Мерфин усмехнулся: вечно у нее какие-то списки.
– Давай.
– Первое: если имеется десяток лекарств от одной болезни, можешь быть уверен, что ни одно из них не поможет.
– Почему?
– Если бы помогало хоть одно, про остальные бы все забыли.
– Логично.
– Второе: если лекарство противное, это вовсе не означает, что оно принесет пользу. Сырые мозги жаворонка не исцелят боль в горле, даже если тебя от них вывернет наизнанку, а вот кружка горячей воды с медом успокоит горло.
– Полезное знание.
– Третье: еще никому не помогали человеческие и животные испражнения. Обычно от них только хуже.
– Приятно слышать.
– Наконец, четвертое: если лекарство подобно болезни – скажем, надо обложиться крапчатыми перьями дроздов против оспы или пить желтую овечью мочу от желтухи, – скорее всего это домыслы и вздор.
– Тебе стоило бы написать книгу.
Керис презрительно фыркнула:
– Университеты предпочитают древнегреческие сочинения.
– Я имел в виду книгу не для студентов, а для таких, как ты: для монахинь, повитух, цирюльников, знахарок.
– Знахарки и повитухи не умеют читать.
– Кто-то умеет, другие найдут тех, кто им прочтет.
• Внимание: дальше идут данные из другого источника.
PR #1273, opened 2023-06-07
I-JEPA

Natyren:
closes #issue_number

## Description
- this pr adds ijepa implementation to lightly
## Documentation
- my implementation need docs

- added inept


Natyren (commented):
draft version of pr

IgorSusmelj:
Hey @Natyren, can we help you with the PR? Adding I-JEPA to the library would be awesome :)

Natyren:
Hey, @IgorSusmelj! Sorry for the long wait, I've been really busy. Just wanted to give you a heads up that I'll be adding a new model to the framework next week.

Natyren:
Added collator and model (encoder and predictor, according to original paper and code).

Natyren:
Furthermore, I have examined the current setup in the examples by training the model on an A100 for 10 epochs. During this training, the loss consistently decreases, indicating that the model is effectively learning.

guarin (commented):
This looks really good!

I would suggest that we merge it as is and mark it as experimental until we have a fully tested version. There are also some points we'll have to address in follow-up issues/PRs (let me know if you are interested in helping out @Natyren):

* Torchvision ViT has no stoachstic depth ([here](https://github.com/pytorch/vision/blob/bb3aae7b2543637191ad9c810f082eae622534b8/torchvision/models/vision_transformer.py#L114)) while IJEPA ViT has it ([here](https://github.com/facebookresearch/ijepa/blob/52c1ae95d05f743e000e8f10a1f3a79b10cff048/src/models/vision_transformer.py#L169-L170)). I had the same issue when working on MAE. The annoying thing is that drop path is not even used during pretraining but only during finetunig. Without it we'll sadly not be able to properly evaluate the model. For MAE I added drop path only during finetuning but it is pretty hacky, see [here](https://github.com/lightly-ai/lightly/blob/9c4a8cfbf4cecd1419d02de0a49c333398542347/benchmarks/imagenet/vitb16/finetune_eval.py#L40). I guess our best bet is to switch to timm vision transformer which already has support for it, see #1301 
* I believe torchvision ViT also doesn't do [this](https://github.com/facebookresearch/ijepa/blob/52c1ae95d05f743e000e8f10a1f3a79b10cff048/src/models/vision_transformer.py#L264) part of the initialization but I have to check in detail.
* The collator looks like it should be in the transform instead. The only thing I can find that depends on the whole batch is the number of masks [here](https://github.com/facebookresearch/ijepa/blob/52c1ae95d05f743e000e8f10a1f3a79b10cff048/src/masks/multiblock.py#L147). But maybe I am missing something.
* The positional embedding functions should be moved from `lightly/models/modules/i_jepa` to `lightly/models/utils`. Note that I already partially implemented them in the MAE PR: #1263 
* Some docstrings are missing or in the wrong format. For example the `apply_masks` method or `IJEPAMaskCollator`.
* We should also add references to the original paper/code in major classes/functions. For example in `IJEPAMaskCollator`.
* Use `ijepa` instead of `i_jepa` for filenames  to make it more consistent with the class names.
* Use camel case in all class names. For example, change `IJEPA_predictor` to `IJEPAPredictor` etc.
* Add tests
* Finish examples and docs
* Add imagenet benchmark to `lightly/benchmarks`

Natyren:
@guarin Hi! This is cool, let's advance and start working on it! What are our next steps?

guarin:
Let's do these and then merge:

* We should also add references to the original paper/code in major classes/functions. For example in `IJEPAMaskCollator`.
* Use `ijepa` instead of `i_jepa` for filenames  to make it more consistent with the class names.
* Use camel case in all class names. For example, change `IJEPA_predictor` to `IJEPAPredictor` etc.

Natyren:
@guarin I will do it today, thank you for quick reply

Natyren:
@guarin Done. Please take a look

guarin:
Awesome! Thanks for the super fast update. I added some small changes and the note about experimental support. Tested the code and it is running 🥳 

Will merge once the tests pass.

guarin (approved):

PR #1275, opened 2023-06-08
Fix exporting information with ApiWorkflowClient

huan-lightly-0:
Update the methods for exporting information so that the API client returns information in dictionaries properly.


michal-lightly (approved):
LGTM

– Полагаю, все хотели бы иметь книжечку, которая научила бы бороться с чумой.
Керис задумалась над собственными словами.
Внезапно ночную тишину прорезал крик.
– Что это? – спросил Мерфин.
– Как будто сова поймала землеройку.
– Нет, не похоже. – Мерфин встал с постели.
Одна из монахинь, молодая – как почти все нынешние сестры, – черноволосая и голубоглазая, выступила вперед и обратилась к Ральфу:
– Пожалуйста, не трогайте Тилли. Я сестра Джоана, казначей обители. Мы отдадим все, что вы хотите. Не творите насилия, умоляю.